Source information —
PR #782, opened 2021-03-08
stop deploy PRs and only keep latest patch

Licini:
Due to the limit 1GB limit of gh-pages, updating the docs workflow to:
- docs for PRs are still built for testing but no longer pushed to gh-pages.
- Only latest patch of each minor versions will kept.


.github/workflows/docs.yml
```diff
@@ -40,19 +44,23 @@ jobs:
...
                   FOLDER_NAME=latest
+                  echo "::set-output name=commit_type::main"
               fi;
           fi;
           echo "Docs will be deployed to https://compas.dev/compas/$FOLDER_NAME"
           mkdir -p deploy/$BRANCH_OR_TAG && mv -T dist/docs deploy/$FOLDER_NAME/
 
       - name: Deploy docs
-        if: success() && env.GH_PAT != ''
+        if: success() && env.GH_PAT != '' && steps.docs.outputs.commit_type != 'pull'
```
Licini, line 63: pull request will be skipped deploy here

.github/workflows/docs.yml
```diff
@@ -63,27 +71,36 @@ jobs:
...
+          echo current patch: $CURRENT_PATCH current minor: $CURRENT_MINOR
           for folder in $(ls -rd */ | tr -d '/')
           do
-              if [[ $folder =~ ^[0-9]{1,2}\.[0-9]{1,2}\.[0-9]{1,2}$|^latest$ ]]
-              then
-                  echo ${folder}  >> doc_versions.txt
+              if [[ $folder =~ ^[0-9]{1,2}\.[0-9]{1,2}\.[0-9]{1,2}$ ]]; then
+                  PATCH=$folder
+                  MINOR=${folder%.*}
+                  if [[ $PATCH != $CURRENT_PATCH && $MINOR = $CURRENT_MINOR ]]; then
```
Licini, line 95: The older patches of same minor version will be deleted here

Exercise —
Transcribe every record exactly.

Output —
PR #782, opened 2021-03-08
stop deploy PRs and only keep latest patch

Licini:
Due to the limit 1GB limit of gh-pages, updating the docs workflow to:
- docs for PRs are still built for testing but no longer pushed to gh-pages.
- Only latest patch of each minor versions will kept.


.github/workflows/docs.yml
```diff
@@ -40,19 +44,23 @@ jobs:
...
                   FOLDER_NAME=latest
+                  echo "::set-output name=commit_type::main"
               fi;
           fi;
           echo "Docs will be deployed to https://compas.dev/compas/$FOLDER_NAME"
           mkdir -p deploy/$BRANCH_OR_TAG && mv -T dist/docs deploy/$FOLDER_NAME/
 
       - name: Deploy docs
-        if: success() && env.GH_PAT != ''
+        if: success() && env.GH_PAT != '' && steps.docs.outputs.commit_type != 'pull'
```
Licini, line 63: pull request will be skipped deploy here

.github/workflows/docs.yml
```diff
@@ -63,27 +71,36 @@ jobs:
...
+          echo current patch: $CURRENT_PATCH current minor: $CURRENT_MINOR
           for folder in $(ls -rd */ | tr -d '/')
           do
-              if [[ $folder =~ ^[0-9]{1,2}\.[0-9]{1,2}\.[0-9]{1,2}$|^latest$ ]]
-              then
-                  echo ${folder}  >> doc_versions.txt
+              if [[ $folder =~ ^[0-9]{1,2}\.[0-9]{1,2}\.[0-9]{1,2}$ ]]; then
+                  PATCH=$folder
+                  MINOR=${folder%.*}
+                  if [[ $PATCH != $CURRENT_PATCH && $MINOR = $CURRENT_MINOR ]]; then
```
Licini, line 95: The older patches of same minor version will be deleted here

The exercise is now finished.